§ **AIM OF THE TASK**
Which lines of the listing hold the string "opened"? Show each of them.

§ **DATA SUPPLIED**
PR #40, opened 2019-01-12
Update pyyaml

Askir:
Update pyyaml dependency.


Askir:
meh, once you add one --pre dependency pipenv keeps updating every pre dependency which ends up with marshmallow being updated to 3.x from 2.x, which breaks our current implementation. Bah! Welp I'll fix this some other time, it's only coveralls that is affected by the security vulnerability anyways so at worst people can push other results to our coveralls... if they get the tokens. I mean I'm scared of 0% but not THAT scared!

erksch:
Closing. Please try again with the new peotry setup.

PR #41, opened 2019-01-16
Team presentation view

Adrian-St:
Adds new route for requests coming from dialogflow, that pushes 
images directly to the frotend via websockets when called.
Also add team_name to the parameters.


Askir (commented):
haven't looked at everything yet but I already like how you changed the imports to relative paths :+1:

application/controllers/dialogflow_artifacts_controller.py
```diff
@@ -0,0 +1,31 @@
+"""
+Handles all logic of the dialogflow_artefacts api
```
erksch: *dialogflow_art**i**facts

docker-compose.yml
```diff
@@ -20,14 +20,14 @@ services:
...
      - "7474:7474"
-  elasticsearch_dev:
-    image: docker.elastic.co/elasticsearch/elasticsearch:6.5.4
-    environment:
-      - discovery.type=single-node
-      - ES_JAVA_OPTS=-Xms512m -Xmx512m
-    ports:
-      - "9300:9300"
-      - "9200:9200"
+#  elasticsearch_dev:
```
erksch: Please remove the comment, we need this for the correct setup.
If you don't want to start the elasticsearch_dev container just do something like
```
docker-compose up -d
docker-compose stop elasticsearch_dev
``` 
instead of changing the `docker-compose.yml`

specs/factories/request_generatory.py
```diff
@@ -0,0 +1,19 @@
+"""
```
erksch: Does the word generatory exist? :D

erksch (changes requested):

erksch:
I have a further question: We do now have a seperate controller for image requests by dialogflow. Is there any way dialogflow could use the normal /images route and the normal controller? Or can you explain why this would not work?

Adrian-St:
@erksch Requests coming from dialogflow only know the team_name and not the team_id.
Also it sends the START_PRESENTATION to all clients. I don't know how clean it is to merge that together in one route.

erksch (approved):

PR #43, opened 2019-01-16
Clean up wait for it in docker-compose setup

erksch:
I worked on timeout problems with the cypress CI and tried to do some improvements here.
But I kind of ended up just making it prettier than actually improving anything.

Most importantly I replaced [wait-for-it.sh](https://github.com/vishnubob/wait-for-it) by [wait-for.sh](https://github.com/Eficode/wait-for) because wait-for-it.sh is a bash script and wait-for.sh is a shell script and thus compatible with alpine linux images which this project uses to build its docker image.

§ **EXERCISE SOLUTION**
PR #40, opened 2019-01-12
PR #41, opened 2019-01-16
PR #43, opened 2019-01-16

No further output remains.